Dormagen: Auf der Flucht im Himalaja
Maria von Blumencron erzählt die tragischen und bewegenden Geschichten von Fluchthelfern in Tibet.
Dormagen. Es war ein Abend voller Emotionen. Einige Tränen flossen, viele Gäste der Lesung von Maria von Blumencron waren bestürzt über das, was sie sahen, berührt hat es vermutlich alle. Das Raphaelshaus und die Buchhandlung Seitenweise hatten zu der Veranstaltung unter dem Thema "Auf Wiedersehen Tibet - Auf der Flucht durch Eis und Schnee" geladen. Sie ist die dritte gemeinsame Veranstaltung der Reihe "Vorbilder".
"Eine ganz außergewöhnliche Frau", kündigte Hans Scholten vom Raphaelshaus an, und er sollte Recht behalten. Die zierliche Dame mit den roten langen Haaren und dem schlichten schwarzen Outfit schaffte es, mit ihrer Stimme, ihren Bildern, Klängen und Geschichten eine Welt vor dem inneren Auge entstehen zu lassen.
Maria von Blumencrons erstes Buch befasst sich mit der Flucht von sechs tibetischen Kindern, die sie auf ihrem Weg von Tibet über den Himalaja nach Indien begleitete. In ihrem neuesten Werk schildert sie nun die Geschichte eines tibetischen Fluchthelfers in der Zeitspanne von 1949 bis 2000. Ihre Präsentation dieser Geschichte war mehr als eine Lesung.

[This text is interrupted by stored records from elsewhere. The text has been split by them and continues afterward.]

PR #95, opened 2019-11-15
feat: implement column breakpoints

connor4312:
Self-explanitory. This was the clearest approach I saw; it looks like we
do a lot of work to map back and forth, but in the majority of cases
we'll only ever enter any of these loops once (e.g. a source without
a sourcemap, or a simple source present in one bundle of compiled code.)
Seems to work well, I'll work on getting some unit tests going tomorrow
morning.

image

Fixes https://github.com/microsoft/vscode-pwa/issues/40


src/adapter/breakpoints.ts
```diff
@@ -11,8 +11,10 @@ import * as urlUtils from '../common/urlUtils';
 import { rewriteLogPoint } from '../common/sourceUtils';
 import { BreakpointsStatisticsCalculator } from '../statistics/breakpointsStatistics';
 import { TelemetryEntityProperties } from '../telemetry/telemetryReporter';
+import { logger } from '../common/logging/logger';
+import { LogTag } from '../common/logging';
 
-type LineColumn = { lineNumber: number, columnNumber: number }; // 1-based
+type LineColumn = { lineNumber: number; columnNumber: number }; // 1-based
```
connor4312: Here to `getBreakpointLocations` is mostly just Prettier auto-formatting

src/adapter/sources.ts
```diff
@@ -326,28 +326,37 @@ export class SourceContainer {
...
-    const result: UiLocation[] = [];
-    this._addSourceMapUiLocations(uiLocation, result);
-    result.push(uiLocation);
-    this._addCompiledUiLocations(uiLocation, result);
-    return result;
+  /**
+   * Returns all the possible locations the given original location can map
+   * to, taking into account source maps.
+   */
+  public allPossibleLocations(uiLocation: UiLocation): UiLocation[] {
```
connor4312: Aside from making this public, no functional changes in this file; I was anticipating using some of these methods directly but it turns out that this existing method was what I needed. Left it as the slightly more idiomatic implementation (at least for someone a FP background 😛 )

src/adapter/breakpoints.ts
```diff
@@ -273,29 +279,119 @@ export class BreakpointManager {
...
+    // we'll only every find one viable location with a script.
+    let todo: Promise<Dap.BreakpointLocation[]>[] = [];
+    for (let i = 0; i < startLocations.length; i++) {
+      const start = startLocations[i];
+      const end = endLocations[i];
+
+      // Only take the first script that matches this source. The breakpoints
+      // are all coming from the same source code, so possible breakpoints
+      // at one location where this source is present should match every other.
+      const scripts = thread.scriptsFromSource(start.source);
```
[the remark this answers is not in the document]
connor4312: I'll skip and log when this happens. Curious about the frequency here.

Issue #60, opened 2019-10-28
webpack library configuration does not resolve source map sources


dgozman:
Here is a sample webpack configuration file

```
module.exports = {
  target: 'node',
  devtool: 'source-map',
  entry: './src/lib.ts',
  module: {
    rules: [
      {
        loader: 'ts-loader',
        exclude: /node_modules/
      }
    ]
  },
  node: {
    __dirname: false,
  },
  resolve: {
    extensions: [ '.ts', '.js' ]
  },
  externals: [nodeExternals()],
  output: {
    filename: 'lib.js',
    path: path.resolve(__dirname, 'build'),
    library: 'lib',
    libraryTarget:'umd'
  }
};
```

This produces source map source urls which look like `webpack://lib/./src/lib.ts` and should be mapped to `src/lib.ts`.

Here is a [sample fix](https://github.com/dgozman/vscode-pwa/commit/d81febb82695b4d48b209bb91192f33ebf5d57ab) against an outdated branch.

connor4312:
@dgozman it looks like your fork is private, can you make it public or push the fix to a branch on this repo so we can see it?

connor4312:
Thanks, I can see it now!

You might have seen we moved over this handling to the user-configurable `sourceMapOverrides` config matching the existing adapters, which doesn't support full regexes right now. I'm not sure how/whether this scenario works with the current adapters, but I was able to reproduce the issue with PWA using the sample code you provided. I think my next step would be to first see if this reproduces with the existing adapters; if it doesn't, then there's something we missed in porting the logic to PWA, if it does then we should probably figure out how to take your linked fix into the `sourceMapOverrides`-driven world.

This is endgame week for vscode so I don't anticipate getting too much headway on this issue this week. If you have time to look at applying the fix to the current repo, that would be great, otherwise I'll look into this issue late this week or, more likely, next week 🙂

dgozman:
Thanks, Connor! I don't have much context about `sourceMapOverrides`, that's why I didn't port the fix to the master myself, but I will be happy to review if needed.

PR #97, opened 2019-11-15
feat: support webpack namespaces in source map overrides

connor4312:
This involved adding a 'non-capturing group' syntax for the host map
overrides section. I used the RegEx-style `?:*` sequence, which is not
that pretty, I'm open to ideas. Anyway, this works. The default
source map URIs in webpack are actually formed[1] like:

```
webpack://[namespace]/[resourcePath]
```

It just happens the namespace is usually empty for main targets, but
this is configurable is defaults to `lib` for library targets,
hence #60. This PR adds a non-capturing group for the namespace.

Also makes source map overrides its own class, which saves processing
time (we can pre-parse and generate the regexes) and makes it more
readily testable.

 1. https://github.com/webpack/webpack/blob/91a9f97657b34375cd99e8ba8ef13dd795f1e7c3/lib/SourceMapDevToolPlugin.js#L115

### DIFF
--- a/src/configuration.ts
+++ b/src/configuration.ts
@@ -436,7 +436,7 @@ export const baseDefaults: IBaseConfiguration = {
   rootPath: '${workspaceFolder}',
   // keep in sync with sourceMapPathOverrides in package.json
   sourceMapPathOverrides: {
-    'webpack:///*': '*',
+    'webpack://?:*/*': '*',
     'webpack:///./~/*': '${workspaceFolder}/node_modules/*',
     'meteor://💻app/*': '${workspaceFolder}/*',
   },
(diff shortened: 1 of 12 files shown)


src/configuration.ts
```diff
@@ -436,7 +436,7 @@ export const baseDefaults: IBaseConfiguration = {
   rootPath: '${workspaceFolder}',
   // keep in sync with sourceMapPathOverrides in package.json
   sourceMapPathOverrides: {
-    'webpack:///*': '*',
+    'webpack://?:*/*': '*',
```
roblourens: So this basically ignores the first segment and matches with the second segment? This was added for projects that end up with `webpack:///absolute/path` and it sounds like we can't handle both that and this other syntax without more smarts

roblourens: Oh, it goes from 3 / to 2, and I read the description more closely, it sounds like you are on top of it 👍

connor4312: Yep 😄

PR #100, opened 2019-11-18
feat: chrome behavior parity, allow debugging vscode

connor4312:
We use the Chrome debugger to debug VS Code itself. Launching this
depended on some specific behaviors  we didn't have before:

 - the URL is optional by default, only navigate
   the page if a URL is provided
 - don't set the user data dir unless explicitly requested when a
   custom runtime executable is provided
 - when a port is provided, skip scanning the browser stdout and instead
   just poll for the debugger on that port (vscode's launch script
   didn't display the magic string the launcher was after)
 - some cleanup as I was debugging in the chrome launcher; allow
   providing the `--remote-debugging-port` to be equivalent to an
   explicit `port` option.

### DIFF
--- a/src/cdp/transport.ts
+++ b/src/cdp/transport.ts
@@ -6,7 +6,7 @@ import WebSocket from 'ws';
 import * as events from 'events';
 import { HighResolutionTime } from '../utils/performance';
 import { CancellationToken } from 'vscode';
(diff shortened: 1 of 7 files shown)


connor4312:
Going to go ahead and merge this to enable self-hosting. Feel free to still drop comments here if there are any concerns though.

PR #101, opened 2019-11-18
Ignore telemetry events in tests

digeff:
This solves part of the telemetry events not being matched in the expected text for some tests.

I have a lot of unit test failures when I run the tests, so it's difficult to see whether this addresses all the telemetry issues in the tests or not.

I added a .only option to itIntegrates


connor4312:
Thanks!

Es war vielmehr ein multimediales Abenteuer mit Worten, Bildern, Musik und Filmausschnitten, das eher einem bebilderten Hörspiel glich. Die erfahrene Schauspielerin schaffte es dabei, durch Mimik, Gestik und Stimme ihren ohnehin sehr bildhaften Szenen noch mehr Substanz zu geben.
Auch wenn die Fotos vom "Dach der Welt" und den Gletschern des Himalajas eine romantische Wildnis zeigen, sind die Geschichten, die Maria von Blumencron erzählt, alles andere als idyllisch. Sie erzählt davon, dass tibetische Eltern ihre Kinder nach Indien schicken, damit ihnen der Dalai Lama im Exil eine Ausbildung und Zukunft geben kann. Sie vertrauen sie Fluchthelfern an, die sie über einen 6000 hohen Grenzpass über den Himalaja nach Nepal bringen.

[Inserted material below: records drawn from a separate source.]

PR #104, opened 2019-11-19
Fixes for case sensitivity issues on windows

connor4312:
Last night I managed to get one of my local projects on Windows, I managed to get into a case where the path casing it was using stopped matching up what was going around in the adapter, which caused a whole assortment of issues. This PR attempts to fix them...

### DIFF
--- a/src/adapter/breakpointPredictor.ts
+++ b/src/adapter/breakpointPredictor.ts
@@ -11,6 +11,7 @@ import { uiToRawOffset } from './sources';
 import { LocalSourceMapRepository } from '../common/sourceMaps/sourceMapRepository';
 import { ISourceMapMetadata } from '../common/sourceMaps/sourceMap';
 import { SourceMapConsumer } from 'source-map';
+import { MapUsingProjection } from '../common/datastructure/mapUsingProjection';
 
 // TODO: kNodeScriptOffset and every "+/-1" here are incorrect. We should use "defaultScriptOffset".
 const kNodeScriptOffset: InlineScriptOffset = { lineOffset: 0, columnOffset: 62 };
@@ -100,7 +101,9 @@ class DirectoryScanner {
   }
 
   private async _createInitialMapping(absolutePath: string) {
-    const sourcePathToCompiled: MetadataMap = new Map();
+    const sourcePathToCompiled: MetadataMap = new MapUsingProjection(
+      urlUtils.lowerCaseInsensitivePath,
+    );
     for (const [, metadata] of Object.entries(await this.repo.findAllChildren(absolutePath))) {
       const baseUrl = metadata.sourceMapUrl.startsWith('data:')
         ? metadata.compiledPath
@@ -121,11 +124,10 @@ class DirectoryScanner {
           continue;
         }
 
-        const normalizedPath = urlUtils.lowerCaseInsensitivePath(resolvedPath);
-        let set = sourcePathToCompiled.get(normalizedPath);
+        let set = sourcePathToCompiled.get(resolvedPath);
         if (!set) {
           set = new Set();
-          sourcePathToCompiled.set(normalizedPath, set);
+          sourcePathToCompiled.set(resolvedPath, set);
         }
         set.add({ ...metadata, sourceUrl: url });
       }
@@ -137,7 +139,7 @@ class DirectoryScanner {
   public async predictResolvedLocations(params: Dap.SetBreakpointsParams) {
     const sourcePathToCompiled = await this._sourcePathToCompiled;
     const absolutePath = params.source.path!;
-    const set = sourcePathToCompiled.get(urlUtils.lowerCaseInsensitivePath(absolutePath));
+    const set = sourcePathToCompiled.get(absolutePath);
 
     if (!set) return;
     for (const metadata of set) {
--- a/src/adapter/breakpointPredictor.ts
+++ b/src/adapter/breakpointPredictor.ts
@@ -10,6 +10,7 @@ import { InlineScriptOffset, ISourcePathResolver } from '../common/sourcePathRes
 import { uiToRawOffset } from './sources';
 import { LocalSourceMapRepository } from '../common/sourceMaps/sourceMapRepository';
 import { ISourceMapMetadata } from '../common/sourceMaps/sourceMap';
+import { SourceMapConsumer } from 'source-map';
 
 // TODO: kNodeScriptOffset and every "+/-1" here are incorrect. We should use "defaultScriptOffset".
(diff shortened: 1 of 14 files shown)


src/adapter/breakpointPredictor.ts
```diff
@@ -120,10 +121,11 @@ class DirectoryScanner {
           continue;
         }
 
-        let set = sourcePathToCompiled.get(resolvedPath);
+        const normalizedPath = urlUtils.lowerCaseInsensitivePath(resolvedPath);
```
connor4312: This is a new function that returns a lowercase version of the path if we're on a case-insensitive filesystem. I'm using this as hashmap keys here and elsewhere to avoid duplication.

src/adapter/breakpointPredictor.ts
```diff
@@ -153,13 +155,14 @@ class DirectoryScanner {
...
           column: b.column || 1,
+          bias: SourceMapConsumer.LEAST_UPPER_BOUND,
         });
         if (entry.line === null) {
           continue;
         }
 
         const { lineNumber, columnNumber } = uiToRawOffset(
-          { lineNumber: entry.line || 1, columnNumber: entry.column || 1 },
+          { lineNumber: entry.line || 1, columnNumber: entry.column ? entry.column + 1 : 1 },
```
connor4312: This and the bias adjustment above are changes we applied in the 'runtime' breakpoints earlier that I forgot to add over here

src/adapter/breakpoints.ts
```diff
@@ -178,7 +179,7 @@ export class Breakpoint {
     this._setUrlLocations.add(urlLocation);
 
     const location = {
-      url,
+      url: fixDriveLetter(url, false),
```
connor4312: CDP seems to (at least on my machine...) always want lowercased drive letters. @EricCornelson I'm curious if you ran into this before/whether it's a platform specific thing.

src/adapter/sources.ts
```diff
@@ -295,7 +295,7 @@ export class SourceContainer {
     if (ref.sourceReference)
       return this._sourceByReference.get(ref.sourceReference);
     if (ref.path)
-      return this._sourceByAbsolutePath.get(ref.path);
+      return this._sourceByAbsolutePath.get(utils.lowerCaseInsensitivePath(ref.path));
```
connor4312: Similar thing here. Without this we weren't marking breakpoints as resolved since source lookups failed.

src/common/sourceMaps/sourceMapRepository.ts
```diff
@@ -77,10 +80,6 @@ class Directory {
         .filter(bn => bn !== 'node_modules' && bn !== '.')
         .sort()
         .map(async bn => {
-          if (!getCaseSensitivePaths()) {
-            bn = bn.toLowerCase();
-          }
```
connor4312: Rather than just lowercasing all paths, we now get the 'true' casing of the path, if necessary, before passing it into our internal logic. This ensures that all paths we return are exactly correct to what's on the filesystem for the case-sensitive CDP.

src/adapter/breakpoints.ts
EricCornelson: I hadn't noticed that as an issue with CDP, but I have noticed vscode is case-sensitive (even on windows) when matching paths, e.g. when matching a loaded script to a file in the workspace, (some example issues: https://github.com/microsoft/vscode/issues/44074 https://github.com/microsoft/vscode/issues/43959 https://github.com/microsoft/vscode/issues/12448)

At one point I think Rob proposed using https://github.com/microsoft/vscode-uri to help keep things more standardized, but that lib also has its inconsistencies (but at least they would be consistent with vscode 😄 )

src/adapter/sources.ts
```diff
@@ -438,7 +438,7 @@ export class SourceContainer {
     this._sourceByReference.set(source.sourceReference(), source);
     if (source._compiledToSourceUrl)
       this._sourceMapSourcesByUrl.set(source._url, source);
-    this._sourceByAbsolutePath.set(source._absolutePath, source);
+    this._sourceByAbsolutePath.set(utils.lowerCaseInsensitivePath(source._absolutePath), source);
```
EricCornelson: Does it make sense to create a specific "file map" class for this, so we don't have to remember to call `utils.lowerCaseInsensitivePath` every time we access this map?

src/common/objUtils.ts
```diff
@@ -142,3 +145,19 @@ export function getCaseInsensitiveProperty<R>(
 
   return undefined;
 }
+
+/**
+ * Memoizes the single-parameter function.
+ */
+export function memoize<T, R>(fn: (arg: T) => R): (arg: T) => R {
```
digeff: Is this different than the lodash one?

src/adapter/breakpoints.ts
connor4312: Diego suggested the `MapUsingProjection` from v2. I'll grab that here.

roblourens: v1 sets the driveletter it in a case-insensitive way: `Debugger.setBreakpointByUrl\",\"params\":{\"urlRegex\":\"file:\\\\/\\\\/\\\\/[Cc]:\\\\/Users\\\\/roblou\\\\/code\\\\...`

roblourens: I think we need that, because the drive letter case in node depends on the windows environment. https://github.com/microsoft/vscode-node-debug2/issues/37

connor4312: Ah, good thought. I'll adjust that, that makes me much more comfortable :)

src/common/objUtils.ts
connor4312: Same functionality, yea

src/adapter/sources.ts
connor4312: Done :)

src/common/urlUtils.ts
```diff
@@ -23,6 +25,53 @@ export function getCaseSensitivePaths() {
...
+ * disambiguation.
+ */
+export function lowerCaseInsensitivePath(path: string) {
+  return isCaseSensitive ? path : path.toLowerCase();
+}
+
+/**
+ * Returns the path in its true case, correcting for case-insensitive file systems.
+ */
+export const truePathCasing = memoize(
```
roblourens: Not used anywhere yet right?

connor4312: It was used in the repo but we don't need to any more.

src/adapter/breakpoints.ts
connor4312: Added in the latest commit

Jedes Jahr treten etwa 1000Kinder auf Geheiß ihrer Eltern diesen Weg an, geplagt von Angst, Heimweh, Hunger und Durst, Kälte und der Notwendigkeit, den unmenschlichen Marsch zu überleben. Nicht alle Kinder erreichen ihr Ziel. Sie erfrieren, verdursten oder werden von den Grenzpatrouillen aufgegriffen. "Das Bild eines erfrorenen Mädchens hatte mich sehr berührt, und ich musste herausfinden, warum Eltern so etwas tun", erinnert sich Blumencron an die Geburtsstunde der Idee vor zehn Jahren, die tibetischen Kinder aufzusuchen.
Die Schilderungen dieser beschwerlichen Reise, bei der die Kinder mehrere Tage zum Teil ohne Proviant und Gepäck unterwegs sind, rührte viele Zuhörer zu Tränen. Auch die Fluchthelfer riskieren bei jeder illegalen Überquerung des Passes ihr Leben.
Nicht selten tragen sie die Kinder auf ihrem Rücken durch den hüfttiefen Schnee, am Rande ihrer Kräfte. Hinzu kommt, dass ihnen jederzeit die Inhaftierung in chinesische Gefängnisse droht. "Auch ich wurde mehrere Tage inhaftiert, aber im Vergleich zu der Folter und den Zuständen, von denen mir tibetische Freunde berichteten, ist das kaum der Rede wert", sagt Maria von Blumencron.
Das Thema Tibet ist aktuell wie noch nie, doch nur wenige Europäer haben einen solchen Einblick in das Leben des Landes geworfen wie Maria von Blumencron: "Dass nun der Druck auf China wächst, ist gut, denn es ist besser, als wenn Tibet in Agonie verfallen würde." Auch die Solidarität des Westens mit Tibet sei ein gutes Zeichen, wenn auch nicht abzusehen sei, ob und wie China auf Dauer reagiere.